Exercise input:
PR #519, opened 2016-10-10
paper-autocomplete: don't highlight options by default

pauln:
Use ember-power-select 1.0.0-beta.23's new `defaultHighlighted` option to override its default highlighting (on open and filter/search) to match AM's behaviour - not highlighting anything.  Keyboard or mouse can be used to select an option from the dropdown.


miguelcobain:
Thanks. :+1:

Issue #420, opened 2016-07-08
Error watching angular-material-source dependency directory when using npm 3.x


tzellman:
I'm using npm 3.x and just started getting an error recently when building (recently, possibly due to caching).

I originally thought it came down to this change: 32fee2c21c6e6762d81e484887b4596f4cf9e462

> The Broccoli Plugin: [Funnel: AngularScssFunnel] failed with:
> Error: Attempting to watch missing directory: /my/path/node_modules/ember-paper/node_modules/angular-material-source/src
> at EventEmitter.Watcher_addWatchDir as addWatchDir

Basically, npm 3.x pulls the angular source down to a peer level to the ember-paper directory under node_modules, but does not put it under the sub node_modules directory within ember-paper, which is where the addon appears to be watching.

Switching to npm 2.15.8 causes my projects to build/work successfully.

jpaas:
Same here. Running npm 3.10.3.

jamesdixon:
For anyone else that runs into this, I had to remove the module from `package.json` and then run `ember install ember-paper`. Just scorching `node_modules` and then running `npm i` didn't work.

bdmac:
@jamesdixon that's fine for local but our deploy process isn't working either now. :-/

jerel:
I'm getting this same error when switching to `yarn`. Using ember-paper 1.0.0-alpha-4

miguelcobain:
We need to fix this logic: https://github.com/miguelcobain/ember-paper/blob/master/index.js#L119

miguelcobain:
Fixed by #521.

BobrImperator:
Heroku build would fail for ``npm 5.6.0`` specyfing ``npm 6.0.1`` did the trick.

PR #521, opened 2016-10-13
Update Angular SCSS import to work with yarn's flat node_modules

jerel:
I don't have a good way to test compatibility with all node and npm versions but this change should only be additive and does work for me with npm v3 and with yarn.

### DIFF
--- a/index.js
+++ b/index.js
@@ -1,6 +1,7 @@
 /* jshint node: true */
 'use strict';
 
+var fs = require('fs');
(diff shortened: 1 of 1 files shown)


miguelcobain:
@jerel this awesome. We had some problems in npm 3.
Thanks a lot.

This fixes #420.

v3ss0n:
thanks a lot @jerel  and @miguelcobain  thats awesome!

PR #522, opened 2016-10-13
Moved "hide-gt-sm" class in sidenav demo.

jerel:
The component `paper-sidenav-toggle` now has a `tagName` of `''` so adding a class to it as shown in the demo doesn't work and `Toggle` is visible on all screen sizes.


miguelcobain:
Yeah, makes sense.

These are probably remnants from the old toggle.

Thanks. 👍

PR #524, opened 2016-10-14
Autocomplete API change

ibarrick:
search text should now be tracked and initializeable. Typing after something is already selected clears selection.


ibarrick:
This should be ready now.

app/templates/components/paper-autocomplete.hbs
```diff
@@ -40,6 +40,7 @@
       onKeydown=(action "onKeydown")
       searchEnabled=(readonly searchEnabled)
       searchField=(readonly searchField)
+      searchText=searchText
```
xomaczar: Can we be explicit here and show that's searchText is one way with readonly helper

addon/components/paper-autocomplete-trigger.js
```diff
@@ -66,11 +74,14 @@ export default Component.extend({
     },
 
     handleInputLocal(e) {
+      // If something is already selected when the user types, it should clear selection
+      if (this.get('selected')) {
+        this.get('select').actions.select(null);
```
xomaczar: Does it auto search or we need to call actions.search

What you will do: Output the line bearing "This fixes #420." along with all the lines after it through the end of the entries, exactly, and no other lines.

Written response:
This fixes #420.

v3ss0n:
thanks a lot @jerel  and @miguelcobain  thats awesome!

PR #522, opened 2016-10-13
Moved "hide-gt-sm" class in sidenav demo.

jerel:
The component `paper-sidenav-toggle` now has a `tagName` of `''` so adding a class to it as shown in the demo doesn't work and `Toggle` is visible on all screen sizes.


miguelcobain:
Yeah, makes sense.

These are probably remnants from the old toggle.

Thanks. 👍

PR #524, opened 2016-10-14
Autocomplete API change

ibarrick:
search text should now be tracked and initializeable. Typing after something is already selected clears selection.


ibarrick:
This should be ready now.

app/templates/components/paper-autocomplete.hbs
```diff
@@ -40,6 +40,7 @@
       onKeydown=(action "onKeydown")
       searchEnabled=(readonly searchEnabled)
       searchField=(readonly searchField)
+      searchText=searchText
```
xomaczar: Can we be explicit here and show that's searchText is one way with readonly helper

addon/components/paper-autocomplete-trigger.js
```diff
@@ -66,11 +74,14 @@ export default Component.extend({
     },
 
     handleInputLocal(e) {
+      // If something is already selected when the user types, it should clear selection
+      if (this.get('selected')) {
+        this.get('select').actions.select(null);
```
xomaczar: Does it auto search or we need to call actions.search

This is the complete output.